Il trucco prevedeva l’utilizzo di un URL modificato – sempre interno ad Apple – che permetteva di saltare la pagina di verifica dell’account in cui vengono poste all’utente le classiche domande di sicurezza, consentendo così a chiunque di entrare in possesso di tutti i vostri dati collegati all’Apple ID, incluse le informazioni sulla residenza e sui metodi di pagamento, nonché l’accesso a questi ultimi per completare acquisti.
Ora la pagina ufficiale per il ripristino della password è ritornata online e non sembra essere più presente il bug di cui abbiamo parlato. Apple ha impiagato circa cinque ore dal momento della scoperta del bug alla risoluzione del problema, lasciando offline il sito per tutto questo tempo. Insomma, tutto risolto o quasi.
In queste ultime settimane, infatti, Apple è sembrata poco attenta ai particolari, cosa che in passato non era mai capitato o, almeno, non con questa frequenza e in questo breve lasso di tempo. Prima iOS, con il bug del passcode facilmente aggirabile: Apple aveva corretto il problema con iOS 6.1.3, peccato però che tale update ha sì risolto il bug, ma ne ha aggiunto anche un altro ed ora è possibile aggirare la password tramite Controllo Vocale. Utilizzando la funzione di Controllo Vocale dell’iPhone è possibile ancora bypassare la schermata di blocco del dispositivo, ma pare che attualmente questo exploit funzioni unicamente su iPhone 4 e non sugli altri device. A scoprire il bug è stato l’utente YouTube videosdebarraquito e secondo quanto riportato pare che sia possibile accedere a rubrica e fotografie senza dover necessariamente inserire il codice di accesso espellendo la SIM durante la digitazione di un numero per una chiamata tramite Controllo Vocale.

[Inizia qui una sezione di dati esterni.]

PR #58, opened 2016-12-22
API endpoint to get channel members by IDs.

grundleborg:
The purpose of this is to make it possible to find out the roles of the members of a channel.

This will partially enable PLT-5049.

This is designed to be analogous to the Team Members By Ids API endpoint.

### DIFF
--- a/source/channels.yaml
+++ b/source/channels.yaml
@@ -343,6 +343,39 @@
         '500':
           description: Could not retrieve the channel member, the user is not a member of the channel or the channel does not belong to the team
 
+  '/teams/{team_id}/channels/{channel_id}/members/ids':
+      post:
+        tags:
+          - channels
+        summary: Get channel members by IDs
+        description: Get a map of channel member objects for the specified channel and user IDs.
+        parameters:
+          - name: team_id
+            in: path
+            description: Team ID of the member to return
+            required: true
+            type: string
+          - name: channel_id
+            in: path
+            description: The channel ID
+            required: true
+            type: string
+          - in: body
+            name: body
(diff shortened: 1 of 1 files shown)


source/channels.yaml
```diff
@@ -343,6 +343,39 @@
...
+  '/teams/{team_id}/channels/{channel_id}/members/ids':
+      post:
+        tags:
+          - channels
+        summary: Get channel members by IDs
+        description: Get a map of channel member objects for the specified channel and user IDs.
+        parameters:
+          - name: team_id
+            in: path
+            description: Team ID of the member to return
```
jwilander: Maybe just change this to `Team ID for the corresponding channel` or something similar?

source/channels.yaml
```diff
@@ -343,6 +343,39 @@
...
+            required: true
+            schema:
+              type: array
+              items:
+                type: string
+        responses:
+          '200':
+            description: Members retreived successfully
+            schema:
+              type: object
```
enahum: does this return a map or an array?

jwilander: Map is consistent with the similar endpoint for team members

grundleborg: Good question! It looks like the equivalent method for TeamMembers returns an Array in the code, but claims to return a Map in the API reference.

I'll change this one to an array too, unless you think it makes more sense to change things to a map here?

jwilander: Oh, if it's array in code then yeah let's switch it over for this and can you also update the documentation for the team members one to be accurate?

PR #60, opened 2016-12-22
Add docs for list_team_commands

ZJvandeWeg:


source/teams.yaml
```diff
@@ -284,3 +284,20 @@
...
 
+  '/teams/{team_id}/commands/list_team_commands':
+    get:
+      tags:
+        - teams
+      summary: Get all slash commands for this team
+      parameters:
+        - name: team_id
+          in: path
+          description: Team ID of the team you want stats for
```
jwilander: I think this should be `Team ID of the team you want commands for`

ZJvandeWeg: @jwilander Fixed!

jwilander:
That was quick!

PR #65, opened 2016-12-30
Fix websocket endpoint path

trarbr:
In the implementation, the endpoint for the websocket is `/api/v3/users/websocket` (see [source](https://github.com/mattermost/platform/blob/master/api/websocket.go#L20)). This fixes the docs to match the current implementation.


jwilander:
Thanks for the correction!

Insomma, in Apple sembrano tutti un po’ troppo distratti, soprattutto su un tema sempre molto caro alla società: la sicurezza. Consentire di bypassare la password di sicurezza dell’iPhone è già grave, ma addirittura consentire in pochi passaggi di prendere possesso di un account iTunes – e di conseguenza avere accesso a tutti i dati personali, carta di credito compresa, dell’utente – è ancora peggio. Sono cose non da Apple, frutto forse di una mancato controllo di ogni aspetto dei servizi offerti. Alcuni imputano questa serie di problemi al fatto che Apple abbia ora milioni di utenti e non era abituata a gestirne così tanti, ma questo non è vero: che siano 10 o 10 milioni, la sicurezza degli utenti è l’elemento più importante da considerare, soprattutto se non si vuole rischiare di perdere la faccia. Fortunatamente per Apple, la sua storia e il suo blasone gli consentiranno di far presto dimenticare questi due passi falsi, ma siatene certi: gli utenti non ne perdoneranno ancora.
Apple, più attenzione la prossima volta!